Hasil pengujian asam amino umpan buatan didapatkan nilai arginin dan leusin yang lebih besar dibandingan dengan nilai arginin dan leusin yang diinginkan pada setiap umpan. Akan tetapi terdapat perbedaan pada umpan C. Umpan C memiliki nilai arginin dan leusin yang lebih kecil dibandingkan dengan yang diinginkan. Hal ini mungkin disebabkan kesalahan penimbangan sewaktu membuat sampel umpan atau kesalahan sewaktu pengujian umpan buatan.

Selain umpan buatan, pelet yang biasa digunakan untuk pakan ikan sehari- hari juga diuji kandungan asam aminonya. Hasil yang didapat tiga kandungan tertinggi yang terdapat pada pelet yang pertama adalah asam glutamat, kedua asam aspartat dan yang ketiga leusin. Sedangkan arginin menempati peringkat tiga belas dari tujuh belas jenis asam amino.

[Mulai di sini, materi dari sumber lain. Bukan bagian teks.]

PR #8, opened 2023-07-17
feat(cb2 8167): archive technical record

kcarr-bjss:
## Archive Tech Record v3 endpoint

ArchiveTech Records endpoint can update a single non-archived Technical Record using the provided system number and created timestamp.

Related issue: [CB2-8167](https://dvsa.atlassian.net/browse/CB2-8167)

## Type of change

## Checklist:


Daniel-Searle:
There's lots of listing issues, can they be looked into?

src/handler/archive.ts
```diff
@@ -0,0 +1,70 @@
...
+  const createdTimestamp = decodeURIComponent(event?.pathParameters?.createdTimestamp as string);
+  const userDetails = getUserDetails(event.headers.Authorization as string);
+
+  logger.info(`Get from database with sysNum ${systemNumber} and timestamp ${createdTimestamp}`);
+
+  const record = await getBySystemNumberAndCreatedTimestamp(systemNumber, createdTimestamp) as ArchiveRecord;
+
+  logger.debug(`result is: ${JSON.stringify(record)}`);
+
+  if (!record || !Object.keys(record).length) {
```
Daniel-Searle, line 41: Maybe the method from processPostRequest could be moved into a shared validator as the logic is very similar?

src/handler/archive.ts
```diff
@@ -0,0 +1,70 @@
...
+    return addHttpHeaders({
+      statusCode: 400,
+      body: `No record found matching sysNum ${systemNumber} and timestamp ${createdTimestamp}`,
+    });
+  }
+
+  if (record.techRecord_statusCode === Status.ARCHIVED) {
```
Daniel-Searle, line 48: Are you able to use the type from the type definitions repo? Instead of making a brand new enum

src/handler/archive.ts
```diff
@@ -0,0 +1,70 @@
...
+    return addHttpHeaders({
+      statusCode: 400,
+      body: 'Cannot archive an archived record',
+    });
+  }
+
+  record.techRecord_statusCode = Status.ARCHIVED;
+  record.techRecord_lastUpdatedAt = new Date().toISOString();
```
Daniel-Searle, line 56: Will this cause any issues e.g. when running on the lambda, will it produce the wrong time e.g. producing UTC / GMT?

template.yml
```diff
@@ -38,3 +38,15 @@ Resources:
...
+      Properties:
+        CodeUri: src/handler/
+        Handler: archive.handler
+        Runtime: nodejs18.x
+        Events:
+          PostLambdaApi:
+            Type: Api
+            Properties:
+              Path: /v3/technical-records/archive/{systemNumber}/{createdTimestamp}
+              Method: patch
```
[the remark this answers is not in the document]
kcarr-bjss: This is a patch because the technical record is no longer required as part of the body. In V1 it was and it wasn't great for security because it opened up the possibility of being able to misuse the endpoint as a general purpose tech record replacement. The endpoint now retrieves this from the database and only changes the required fields to archive the record, this makes it a PATCH operation rather than a PUT operation which it really should have been in the first place.

src/handler/archive.ts
```diff
@@ -0,0 +1,70 @@
...
+  const archiveErrors = validateArchiveErrors(event);
+
+  if (archiveErrors) {
+    return addHttpHeaders(archiveErrors);
+  }
+
+  // eslint-disable-next-line @typescript-eslint/no-unsafe-assignment
+  const body: ArchiveRecordRequestBody = await JSON.parse(event.body as string);
+
+  if (!body.reasonForArchiving) {
```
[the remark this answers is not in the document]
kcarr-bjss: It could be however it would require the body to be parsed twice in order to keep the signature of the validate function to kept clean and in-line with the other validators.

package.json
```diff
@@ -37,10 +37,11 @@
   },
   "devDependencies": {
     "@aws-sdk/types": "^3.341.0",
-    "@dvsa/eslint-config-ts": "^3.0.0",
     "@dvsa/cvs-type-definitions": "^2.0.19",
+    "@dvsa/eslint-config-ts": "^3.0.0",
     "@types/aws-lambda": "^8.10.114",
     "@types/jest": "^28.1.8",
+    "@types/lodash": "^4.14.195",
```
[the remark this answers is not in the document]
kcarr-bjss: This is needed because we need to create deep clones of the imported test data in order to avoid repeating a lot of boiler plate code in each test. If you don't deep clone them and import the test data it causes random failures in the tests depending on the order in which they execute.

src/handler/archive.ts
```diff
@@ -0,0 +1,70 @@
...
+      statusCode: 400,
+      body: 'Reason for archiving not provided',
+    };
+  }
+
+  const systemNumber = decodeURIComponent(event?.pathParameters?.systemNumber as string);
+  const createdTimestamp = decodeURIComponent(event?.pathParameters?.createdTimestamp as string);
+  const userDetails = getUserDetails(event.headers.Authorization as string);
+
+  logger.info(`Get from database with sysNum ${systemNumber} and timestamp ${createdTimestamp}`);
```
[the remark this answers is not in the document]
kcarr-bjss: Could be changed to a debug but it is better to have these logger calls than not, it makes debugging very difficult if there are problems that need to be investigated at a later date.

src/handler/archive.ts
kcarr-bjss: I don't think it would cause an issue as toISOString will produce a timestamp with the necessary time zone adjustments appended to the end so it should be fine.

src/handler/archive.ts
```diff
@@ -0,0 +1,78 @@
...
+
+  const archiveErrors = validateArchiveErrors(event);
+
+  if (archiveErrors) {
+    return addHttpHeaders(archiveErrors);
+  }
+
+  try {
+    // eslint-disable-next-line @typescript-eslint/no-unsafe-assignment
+    const body: ArchiveRecordRequestBody = await JSON.parse(event.body as string);
```
Daniel-Searle, line 22: You could do the following to avoid switching off ESLint
```suggestion
    const body: ArchiveRecordRequestBody = await JSON.parse(event.body as string) as ArchiveRecordRequestBody;
```

src/handler/archive.ts
```diff
@@ -0,0 +1,78 @@
...
+
+    if (!body.reasonForArchiving) {
+      return {
+        statusCode: 400,
+        body: 'Reason for archiving not provided',
+      };
+    }
+
+    const systemNumber = event?.pathParameters?.systemNumber as string;
```
Daniel-Searle, line 31:
```suggestion
const systemNumber: string = event?.pathParameters?.systemNumber ?? '';
    const createdTimestamp: string = event?.pathParameters?.createdTimestamp ?? '';
   ```

File: src/handler/archive.ts [hunk 10]
```diff
@@ -0,0 +1,78 @@
...
+    const createdTimestamp = event?.pathParameters?.createdTimestamp as string;
+    const userDetails = getUserDetails(event.headers.Authorization as string);
+
+    logger.debug(`Get from database with sysNum ${systemNumber} and timestamp ${createdTimestamp}`);
+
+    const record = await getBySystemNumberAndCreatedTimestamp(systemNumber, createdTimestamp) as ArchiveRecord;
```
Daniel-Searle, line 37:
```suggestion
    const record: ArchiveRecord = await getBySystemNumberAndCreatedTimestamp(systemNumber, createdTimestamp) as ArchiveRecord;
```

src/handler/archive.ts
```diff
@@ -0,0 +1,78 @@
...
+
+    logger.debug(`result is: ${JSON.stringify(record)}`);
+
+    if (!record || !Object.keys(record).length) {
+      return addHttpHeaders({
+        statusCode: 404,
+        body: `No record found matching sysNum ${systemNumber} and timestamp ${createdTimestamp}`,
```
Daniel-Searle, line 44: I think systemNumber would be more appropriate here instead of sysNum

src/services/user.ts
```diff
@@ -1,11 +1,12 @@
 import jwt_decode from 'jwt-decode';
+import { AuthorisationJwtBearerToken } from '../models/user';
 
 export type UserDetails = { username: string, msOid: string, email: string };
 
 export const getUserDetails = (jwt: string): UserDetails => {
   const removedBearer = jwt.substring(7);
   // eslint-disable-next-line @typescript-eslint/no-unsafe-assignment
```
Daniel-Searle, line 8: remove the disable as you've resolved it

src/handler/archive.ts
naathanbrown, line 22: Not sure a parse needs to be awaited? Think it's not async?

naathanbrown (approved):

src/handler/archive.ts
```diff
@@ -0,0 +1,78 @@
...
+      });
+    }
+
+    if (record.techRecord_statusCode === 'archived') {
+      return addHttpHeaders({
+        statusCode: 400,
+        body: 'Cannot archive an archived record',
+      });
+    }
```
gjulien-bjss, line 53: Similar to the amend vin, could we not just return a `200` if the record is already archived ?

Daniel-Searle: I think logically, it hasn't actually archived anything so I think it might be wrong to return 200 - maybe? I think the 400 response suits this situation where it's tried to do it, but hasn't been successfu

naathanbrown (approved):

Daniel-Searle (approved):

src/validators/archive.ts
```diff
@@ -0,0 +1,47 @@
...
+
+  const createdTimestamp = event.pathParameters?.createdTimestamp;
+  if (!isISO8601Date(createdTimestamp)) {
+    return {
+      statusCode: 400,
+      body: 'Invalid created timestamp',
+    };
+  }
+
+  return undefined;
```
gjulien-bjss, line 42:
```suggestion
  return;
```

Umpan yang mengandung asam amino diidentifikasi dapat menjadi stimulus dan atraktor makan pada ikan dan crustacea (Engas dan Lokkerborg, 1994 dikutip oleh Fitri, 2008). Berdasarkan hasil beberapa analisis elektrofisiologi bahwa asam amino merupakan atraktan (stimuli) yang efektif untuk organ penciuman dan rasa pada ikan (Sola dan Tongiorgi, 1998 dikutip oleh Fitri, 2008). Asam amino yang sangat efektif sebagai stimulus pada sistem penciuman ikan atlantik salmon adalah glutamin dan alanin (Caprio, 1982 dikutip oleh Fitri, 2008). Lebih lanjut dijelaskan pula bahwa efektifitas relatif stimulus organ penciuman dari kandungan asam amino sebanyak 10-4 M adalah alanin, glutamin, lystein dan methionin. Kandungan alanin terdapat pada jaringan organisme cacing, moluska, crustacea dan ikan teleostei. Sedangkan untuk arginin terdapat pada jaringan organisme moluska dan crustacea. Pengetahuan yang mendasari bahwa untuk ikan catfish reseptor penciuman sangat besar responsnya pada kandungan lystein dan methionin dan pada reseptor rasa sangat besar reseptornya pada kandungan alanin dan arginine masih belum diketahui. Nukkleosid, nukleotid dan tiga jenis asam amino aromatik (phenylalanine,

tryptophan dan tyrosan) dan histidin diidentifikasi sebagai stimulan makanan (Lokkerberg, 1990 dikutip oleh Fitri, 2008).

Asam amino yang dapat menstimuli ikan cod adalah leusin, metionina, asparagin, glutamin, alanin dan threonin menurut Yacob et al (2004). Menurut

Hara (2006) dikutip oleh Fitri (2008) yang asam amino yang dapat menstimuli ikan air tawar adalah sistein, arginin dan glutamin.

Penelitian yang pernah dilakukan sebelumnya didapatkan arginin dan leusin dapat dijadikan rangsangan kimia. Penelitian ini ditujukan untuk membuktikan ikan benar merespons terhadap umpan buatan yang mengandung arginin dan leusin. Berdasarkan hasil pengujian umpan buatan (arginin dan leusin) terhadap ikan kerapu macan didapatkan ikan tidak merespons bau dari umpan buatan yang mengandung arginin dan leusin. Respons ikan terhadap umpan buatan dikarenakan rangsangan penglihatan. Oleh karena itu perlu dilakukan uji lebih lanjut asam amino yang dapat dijadikan rangsangan kimia untuk menarik perhatian ikan kerapu macan.